• _YOUR ASSIGNMENT_
Which lines in the data below contain the string "weekly"? Show each one.

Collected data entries
PR #49, opened 2018-11-30
Add front-end tech vision doc

jedmao:
The JavaScript ecosystem can be daunting when presented with so many options. Which libraries do you choose and why this one over that one?

<a href="https://hackernoon.com/how-it-feels-to-learn-javascript-in-2016-d3a717dd577f">so many JavaScript options</a>

This document is intended to set you off on the right foot. Think of it as a generic guide for new front-end applications. Your specific project will most likely have needs of its own that deviate from this guide. That's totally fine and expected.

### DIFF
--- a/design-documents/frontend/technical-vision.md
+++ b/design-documents/frontend/technical-vision.md
@@ -25,10 +25,10 @@ Creating a new React project has never been easier with [CRA][], which comes out
 ### Technologies
 - Create a new React project with [CRA][].
 - [Redux](https://redux.js.org/) as a predictable state container.
-   - Handling of data fetching and side effects now have first class support with [React Suspense, React.lazy](https://reactjs.org/blog/2018/10/23/react-v-16-6.html#reactlazy-code-splitting-with-suspense) and [hooks (proposal)](https://reactjs.org/docs/hooks-intro.html).
+   - Handling of data fetching and side effects now have first class support with [React Suspense, React.lazy](https://reactjs.org/blog/2018/10/23/react-v-16-6.html#reactlazy-code-splitting-with-suspense) and [hooks](https://reactjs.org/docs/hooks-intro.html).
    - Logging with [redux-logger](https://github.com/evgenyrodionov/redux-logger).
 - **Internationalization** with [react-intl](https://www.npmjs.com/package/react-intl).
-   - _Disclaimer: the documented path here is to couple the components to this library. This will be fine for most projects, but if ultimate **portability** is required, you may want to decouple with the [container paradigm][]._
+   - _Warning: the documented path here is to couple the components to this library. This will be fine for most projects, but if ultimate **portability** is required, you will need to decouple the component from the [i18n](https://en.wikipedia.org/wiki/Internationalization_and_localization) library._
 
 ## [TypeScript][]
 
@@ -46,8 +46,11 @@ _Disclaimer: though possible to introduce [TypeScript][] into an existing [CRA][
 
 ### Technologies
 - [Adding TypeScript to CRA](https://facebook.github.io/create-react-app/docs/adding-typescript).
-- Code **consistency** is enforced via [configuration](http://www.typescriptlang.org/docs/handbook/tsconfig-json.html) and [linting with TSLint](https://palantir.github.io/tslint/).
-   - _Disclaimer: use the most strict rules before you write a single line of code, because it's much harder to introduce these rules later._
+- Code **consistency** is enforced via [configuration](http://www.typescriptlang.org/docs/handbook/tsconfig-json.html), [linting with TSLint](https://palantir.github.io/tslint/) and formatting with [Prettier](https://prettier.io/).
+   - Use the most strict tsconfig rules before you write a single line of code, because it's much harder to introduce these rules later in a project.
+   - Use [`tslint-config-prettier`](https://www.npmjs.com/package/tslint-config-prettier) to ensure there is no overlap between TSLint and Prettier.
+   - Extend `tslint-recommended` as a starting point. Introduce new rules with extreme hesitation to prevent bikeshedding over trivial and subjective preferences.
+   - With [`husky`](https://www.npmjs.com/package/husky), ensure errors are caught before CI with a [`pretty-quick`](https://www.npmjs.com/package/pretty-quick) pre-commit hook and a pre-push hook for linting.
 - Generate [TypeScript][] declarations for [CSS Modules](https://github.com/css-modules/css-modules) via [css-modules-typescript-loader](https://www.npmjs.com/package/css-modules-typescript-loader).
 - Documentation via [TSDoc](https://github.com/Microsoft/tsdoc#tsdoc).
 
@@ -65,11 +68,9 @@ On top of sharing code between different environments, we should also be concern
 For **performance** reasons, JavaScript should only be used for cheap operations on the front end, reserving expensive operations for a services layer. It's worth calling out that we could achieve even more code sharing if this API were written in JavaScript. For practical reasons, however, it makes more sense to leverage internal PHP resources for this task.
 
 ## Browser Support
-All users should have a **consistent** user experience. For the best **performance**, those with the latest browsers should not be penalized by incurring an additional payload hit than those with older browsers. To achieve this goal, we download just the [polyfills](https://remysharp.com/2010/10/08/what-is-a-polyfill) needed for our sites, tailored to each browser via [Polyfill.io](https://polyfill.io) feature detection.
+All users should have a **consistent** user experience. For the best **performance**, those with the latest browsers should not be penalized by incurring an additional payload hit than those with older browsers.
 
-> We test browser support with a test suite for each feature. A browser is considered compliant only if it passes all the tests, so this is a reasonably comprehensive test rather than a naïve feature-detect.
-
-_TODO: Investigate building two separate [TypeScript][] builds, one that compiles down to ES5 and another lighter-weight modern build, specifically for modern browsers. Depending on how well Polyfill.io works, the modern build might be all we need._
+There are [various ways](https://polyfill.io) to achieve this goal; however, an in-house approach might be warranted to prevent the stability issues of relying on 3rd party resources. One idea would be to publish multiple build targets, tailored to various environments.
 
 ## React UI Component Library
 
@@ -80,11 +81,13 @@ We should lean against downloading various UI components from different sources 
 - **Inconsistent** implementations, documentation, theming and customization.
 - Limited **accessibility** and support.
 
-[KendoReact | UI for React Developers](https://www.telerik.com/kendo-react-ui/) is a great option for those wishing to get React UI components from the same source. Still, there will be times when you need to download a 3rd-party package.
+If you have the budget to pay for [a product](https://www.telerik.com/kendo-react-ui/), it might be a good choice in this space. Why? Because it's much better to get all of your components from a single source than to have completely different paradigms scattered everywhere.
+
+_Disclaimer: there may be licensing limitations that prevent an open-source product from implementing a paid-for product._
 
 ### Downloading a 3rd-party package
 
-You may have to download a 3rd party component. When this happens, consider the following criteria before making a final choice:
+There are times when you may consider downloading a 3rd party package (e.g., a component). When this happens, consider the following criteria before making a final choice:
 
 1. First thing's first – what is the license?
    - Is it open source?
@@ -93,7 +96,7 @@ You may have to download a 3rd party component. When this happens, consider the 
    - Popularity – are there a significant number of weekly downloads?
    - Is the downloads line graph going up or down?
 1. Look for tests, ideally with 100% test coverage.
-1. Look at install size with [Package Phobia](https://packagephobia.now.sh/).
+1. Look at the bundle size with [Bundle Phobia](https://bundlephobia.com/).
 1. Does it have good/clear documentation?
 1. Is it currently maintained?
    - Look at the number of issues vs. pull requests.
@@ -107,7 +110,9 @@ You may have to download a 3rd party component. When this happens, consider the 
 
 ## Styles
 
-Bundle optimization works best when CSS Modules are imported directly into the JavaScript components that use them (a better [TypeScript][] experience is being talked about in [this CRA issue](https://github.com/facebook/create-react-app/issues/5677)). The coupling here is a bit unfortunate for some projects (e.g., libraries), but pretty standard for applications. If there is a specific reason for ultimate **portability** in your project, consider the [container paradigm][] to decouple the styles from the components, each component defining its own styles via a styles interface.
+Bundle optimization works best when CSS Modules are imported directly into the JavaScript components that use them (a better [TypeScript][] experience is being talked about in [this CRA issue](https://github.com/facebook/create-react-app/issues/5677)).
+
+The coupling here is a bit unfortunate for some projects (e.g., libraries), but pretty standard for applications. For ultimate **portability**, reusable components should be provided their styles externally.
 
 ### Resources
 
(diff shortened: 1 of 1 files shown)


design-documents/frontend/technical-vision.md
```diff
@@ -0,0 +1,140 @@
...
+  - [**Quality** by Code Climate](https://codeclimate.com/quality/) provides automated code review for test coverage, **maintainability** and more so that you can **save time** and merge with confidence.
+  - Code Climate’s engineering process insights and automated code review for GitHub and GitHub Enterprise help you ship **better software, faster**.
+
+### Resources
+- [Code Climate for TypeScript is here!](https://codeclimate.com/changelog/5a147fcac7d08102b700084e/)
+- [Code Climate | TSLint](https://docs.codeclimate.com/docs/tslint)
+
+## Performance Testing
+
+_TODO: Is there a way for us to determine if components overuse actions or API calls?_
```
jedmao: @kandy I reached out to you on Slack about this on Dec. 14th, but no response. Do you have any more details as to what your expectations are for performance testing a front-end application here? Personally, I think this is more of a DevOps concern, outside of what CodeClimate's tools already provide (mentioned above in the "Code Quality" section).

kandy: I expect to see such hi-level elements here:
- All S0, S1 scenarios from end to end *MUST* be automated and should be monitored and compare metrics as total load time, average action time / step. Degradation of metrics *MUST* be prohibited.
- All common reusable component should be covered with separate isolated performance test.
- All measurement SHOULD be tested on average user data  (like Medium profile) and on edge case (like 10x) to see scalability gaps

jedmao: @kandy are you aware of any specific tools that would aid in meeting your requirements? I'm looking for more specific guidance here.

I agree that performance tests should be separate/isolated, but can you be specific about what libraries you would use for this? Also, when you say separate, do you mean a separate repo too?

If we can't lock down anything more specific would you be OK with me copying what you write above directly into this "Performance Testing" section and tagging you for more information?

design-documents/frontend/technical-vision.md
```diff
@@ -0,0 +1,140 @@
...
+
+Creating a new React project has never been easier with [CRA][], which comes out-of-the-box with [hot reloading](https://webpack.js.org/concepts/hot-module-replacement/). This increases **productivity** by giving developers [short, positive feedback loops](https://www.youtube.com/watch?v=avKBrgIQXzk). Hot reloading is [also achievable in React Native](https://facebook.github.io/react-native/blog/2016/03/24/introducing-hot-reloading.html). Another opportunity for short, positive feedback loops is testing with [Jest][] and [Enzyme](https://airbnb.io/enzyme/). Tests are fastest when writing unit tests with the [Shallow Rendering API](https://airbnb.io/enzyme/docs/api/shallow.html) and reserving the [Full Rendering API](https://airbnb.io/enzyme/docs/api/mount.html) for integration tests. The better the development experience in these cycles, the better **quality** we achieve as a result. [Jest's snapshot testing](https://jestjs.io/docs/en/snapshot-testing) is another way to ensure **quality** in that we don't inadvertently introduce breaking changes.
```
DrewML: `[CRA][]` here is missing the link value

design-documents/frontend/technical-vision.md
jedmao: @kandy I have some more questions about your post:
1. What are S0, S1 scenarios? I'm no performance architect.
   - How do you automate them, exactly?
   - Wouldn't prohibiting degradation of metrics prevent almost any feature from being added? Doesn't seem realistic.
1. Define "common reusable component". Wouldn't that be 99% of the components, if written properly and decoupled?

design-documents/frontend/technical-vision.md
jedmao: Look at line 138.

design-documents/frontend/technical-vision.md
kandy: >  are you aware of any specific tools that would aid in meeting your requirements? I'm looking for more specific guidance here.

I am not a front-end specialist, so I can only offer sitespeed.io, but at a high level, even if the tool does not exist, it should be developed.

> I agree that performance tests should be separate/isolated, but can you be specific about what libraries you would use for this? 

Don't know why you ask me :)

> Also, when you say separate, do you mean a separate repo too?

I did not think about it and it does not relate directly to the performance. But when you asked me, I noticed that there was nothing in the document about managing dependencies between packages, but it should there

> What are S0, S1 scenarios? How do you automate them, exactly?

High severity scenario that MUST work in the product (for example in Magento it's "add product to cart and checkout flow"). 
We have Performance Acceptance Build that run for every PR, and compare execution time for the scenarios on base branch vs PR branch

> Wouldn't prohibiting degradation of metrics prevent almost any feature from being added? Doesn't seem realistic.

It prohibited without additional approve of Performance Architect and Product Owner.

> Define "common reusable component". Wouldn't that be 99% of the components, if written properly and decoupled?

I believe "will be used 3+ times" is good definition.

design-documents/frontend/technical-vision.md
```diff
@@ -0,0 +1,140 @@
...
+- Extensibility
+- Maintainability
+- Consistency
+- Performance
+- Accessibility
+- Internationalization
+- Productivity (Efficiency)
+- Quality (Reliability)
+
+## [React](https://reactjs.org/)
```
kandy: I believe that better to create requirement and not provide the solution as the requirement. The almost all that you will say about "React" will be the same for Vue.Js

design-documents/frontend/technical-vision.md
jedmao: I think after this conversation I can add a small paragraph that reads something like this:
> Ideally, for each front-end project, there will be a separate project that covers both performance and critical-path testing. This project is separate so that it doesn't cripple the short feedback loops of feature development. Additionally, we would do well to have additional performance testing around the most commonly used components (e.g., used in 3+ places).

design-documents/frontend/technical-vision.md
```diff
@@ -0,0 +1,140 @@
...
+
+[Type definitions](https://www.typescriptlang.org/docs/handbook/declaration-files/consumption.html) are provided for [many of the most popular npm packages](http://definitelytyped.org/), meaning developers can increase **productivity** by staying in-editor instead of constantly task switching and looking up documentation online. Even internally, there is less need to open a local file when you can extract most of the relevant information you need via [Intellisense](https://code.visualstudio.com/docs/editor/intellisense#_intellisense-features).
+
+_Disclaimer: though possible to introduce [TypeScript][] into an existing [CRA][] app and though [TypeScript][] can co-exist with JavaScript, it may not make sense to introduce it into an existing project if you feel it may hinder momentum._
+
+### Technologies
+- [Adding TypeScript to CRA](https://facebook.github.io/create-react-app/docs/adding-typescript).
+- Code **consistency** is enforced via [configuration](http://www.typescriptlang.org/docs/handbook/tsconfig-json.html) and [linting with TSLint](https://palantir.github.io/tslint/).
```
DrewML: Can we add in a section for Prettier and be more clear about what category of rules we expect to be enabled with TSLint? We do too much bikeshedding on formatting in existing projects and I'd like to leave that as a relic of the past

design-documents/frontend/technical-vision.md
```diff
@@ -0,0 +1,140 @@
...
+
+### Business Logic Repository
+1. Written and [documented](https://github.com/Microsoft/tsdoc#tsdoc) in [TypeScript][].
+1. [Semantic versioning](https://semver.org/) to ensure that progress can be made without breaking things for existing - consumers.
+1. 100% unit test coverage via [Jest][] for **consistency**.
+
+For **performance** reasons, JavaScript should only be used for cheap operations on the front end, reserving expensive operations for a services layer. It's worth calling out that we could achieve even more code sharing if this API were written in JavaScript. For practical reasons, however, it makes more sense to leverage internal PHP resources for this task.
+
+## Browser Support
+All users should have a **consistent** user experience. For the best **performance**, those with the latest browsers should not be penalized by incurring an additional payload hit than those with older browsers. To achieve this goal, we download just the [polyfills](https://remysharp.com/2010/10/08/what-is-a-polyfill) needed for our sites, tailored to each browser via [Polyfill.io](https://polyfill.io) feature detection.
```
DrewML: Since we haven't used `Polyfill.io` in a product yet, I'm hesitant to provide an explicit requirement for it. I think we can leave that in as a possible route to accomplish the goal, but just be more clear about the real intent here. Regarding this line:

> those with the latest browsers should not be penalized by incurring an additional payload hit than those with older browsers

I think this won't be clear to those unfamiliar with transpilation/polyfills _why_ the extra hit for modern browsers would happen.

design-documents/frontend/technical-vision.md
```diff
@@ -0,0 +1,140 @@
...
+## React UI Component Library
+
+_Consistency, Productivity, Scalability, Maintainability, Accessibility._
+
+We should lean against downloading various UI components from different sources for the following reasons:
+
+- **Inconsistent** implementations, documentation, theming and customization.
+- Limited **accessibility** and support.
+
+[KendoReact | UI for React Developers](https://www.telerik.com/kendo-react-ui/) is a great option for those wishing to get React UI components from the same source. Still, there will be times when you need to download a 3rd-party package.
```
DrewML: I think we ended up discussing reasons offline that Kendo wasn't going to work out well for us and our OSS code. I think we should remove the advocacy for it here since this document will be used more often than not for OSS projects.

design-documents/frontend/technical-vision.md
```diff
@@ -0,0 +1,140 @@
...
+You may have to download a 3rd party component. When this happens, consider the following criteria before making a final choice:
+
+1. First thing's first – what is the license?
+   - Is it open source?
+   - You may need to reach out to your legal department if things are a bit blurry.
+1. Does the package have a bright future?
+   - Popularity – are there a significant number of weekly downloads?
+   - Is the downloads line graph going up or down?
+1. Look for tests, ideally with 100% test coverage.
+1. Look at install size with [Package Phobia](https://packagephobia.now.sh/).
```
DrewML: Probably meant Bundle Phobia here

design-documents/frontend/technical-vision.md
```diff
@@ -0,0 +1,140 @@
...
+   - When was the last comment made on them and by whom?
+   - **Reliability** – how serious are the issues?
+1. Search and compare this package with other similar packages to gauge which package is the best choice and feel free to reach out to other team members for guidance.
+
+### Resources
+- [spectrum-css](http://opensource.adobe.com/spectrum-css/2.6.0/docs/)
+
+## Styles
+
+Bundle optimization works best when CSS Modules are imported directly into the JavaScript components that use them (a better [TypeScript][] experience is being talked about in [this CRA issue](https://github.com/facebook/create-react-app/issues/5677)). The coupling here is a bit unfortunate for some projects (e.g., libraries), but pretty standard for applications. If there is a specific reason for ultimate **portability** in your project, consider the [container paradigm][] to decouple the styles from the components, each component defining its own styles via a styles interface.
```
DrewML: Think it would make sense to remove the reference to the container paradigm here. From what I'm seeing, it's going to quickly disappear in lieu of similar things that can be done with hooks.

Opinion: For now, this section should stick to the _what_, rather than the _how_.

design-documents/frontend/technical-vision.md
```diff
@@ -0,0 +1,140 @@
...
+
+### Technologies
+- Create a new React project with [CRA][].
+- [Redux](https://redux.js.org/) as a predictable state container.
+   - Handling of data fetching and side effects now have first class support with [React Suspense, React.lazy](https://reactjs.org/blog/2018/10/23/react-v-16-6.html#reactlazy-code-splitting-with-suspense) and [hooks (proposal)](https://reactjs.org/docs/hooks-intro.html).
+   - Logging with [redux-logger](https://github.com/evgenyrodionov/redux-logger).
+- **Internationalization** with [react-intl](https://www.npmjs.com/package/react-intl).
```
DrewML: There are a _massive_ number of options in this space, some specific to React and some a bit more abstract. What's the motivation for recommending this particular lib?

design-documents/frontend/technical-vision.md
jedmao: Right, not for us, but this document is public, so I had to remove certain information, remember? That said, KendoReact is still a great alternative for those who have no other options. The ultimate point here is that if they have the ability to pay for the product, it's much better to get all your components from a single source than to have completely different paradigms scattered everywhere.

design-documents/frontend/technical-vision.md
jedmao: I like that suggestion.

design-documents/frontend/technical-vision.md
jedmao: I actually learned recently that we (Adobe) don't "trust" polyfill.io:

> polyfill.io won’t detect usage, so it’ll just download all polyfills for your target browser, even if you don’t use like 90% of them.

☝️ A bit out of place, as you can tweak your Polyfill.io request to request only the features you use.

> But I’d argue the performance hit from the additional bandwidth is less than the perf hit from having an additional connection to polyfill.io (which will also break your website if it goes down!)

☝️ Good argument, but a bit subjective on the first point.

> If polyfill.io is loading external scripts, I think we’d run into PCI compliance issues.

☝️ That's something with which I can't really argue.

In conclusion, I'll generalize this point instead of the specific usage of polyfill.io.

design-documents/frontend/technical-vision.md
jedmao: Also, to be clear, the solution here and really for most of this document isn't really a set of requirements so much as it is a guide to help people sift through the plethora of technology choices available in the JS ecosystem. The first sentence of this document states that it is "a guide", so I think that should be pointed out.

design-documents/frontend/technical-vision.md
jedmao: I didn't want to litter this document with all the plethora of choices available. Instead, this document is a guide. Here's a viable solution that we already use and has worked for us. Maybe you find something better in the future or even today that warrants a discussion point against this technology choice. By all means, present that choice as a better alternative to react-intl and defend it with argument points and we can change this item to something else.

This document doesn't have to be 🔐. I see it as a living document that:
1. Highlights or implies what we want (the general requirement).
1. Provides a viable solution to that requirement so you can hit the ground running without going on a technology hunt every time you need a technology in your application.

From there, I'm open to critical feedback against any proposed technology, so long as you pitch a good alternative.

design-documents/frontend/technical-vision.md
jedmao: Yep. I need to do a bit more research here as to getting TSLint and Prettier and EditorConfig to work well together. All of this will change, of course, once [these TypeScript roadmap items](https://github.com/Microsoft/TypeScript/issues/29288#roadmap-overview) are addressed.

design-documents/frontend/technical-vision.md
DrewML: > The ultimate point here is that if they have the ability to pay for the product, it's much better to get all of your components from a single source than to have completely different paradigms scattered everywhere.

I think you just wrote up the better generic description to replace a recommendation of a specific product :)

jedmao: If you're going to pay for a React component library though, I really do recommend KendoReact. It's a solid product.

design-documents/frontend/technical-vision.md
jedmao: Addressed in 4f625a47b50e0c0ac67ccbf5fed03eff17b94d40

design-documents/frontend/technical-vision.md
jedmao: Addressed in 4f625a47b50e0c0ac67ccbf5fed03eff17b94d40

design-documents/frontend/technical-vision.md
jedmao: Addressed in 4f625a47b50e0c0ac67ccbf5fed03eff17b94d40

design-documents/frontend/technical-vision.md
jedmao: Addressed in 4f625a47b50e0c0ac67ccbf5fed03eff17b94d40

design-documents/frontend/technical-vision.md
jedmao: Addressed in 4f625a47b50e0c0ac67ccbf5fed03eff17b94d40

design-documents/frontend/technical-vision.md
jedmao: Addressed in 4f625a47b50e0c0ac67ccbf5fed03eff17b94d40

jedmao:
@kandy, @DrewML see 4f625a47b50e0c0ac67ccbf5fed03eff17b94d40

• _SOLUTION FOR THIS EXERCISE_
    - Popularity – are there a significant number of weekly downloads?
+   - Popularity – are there a significant number of weekly downloads?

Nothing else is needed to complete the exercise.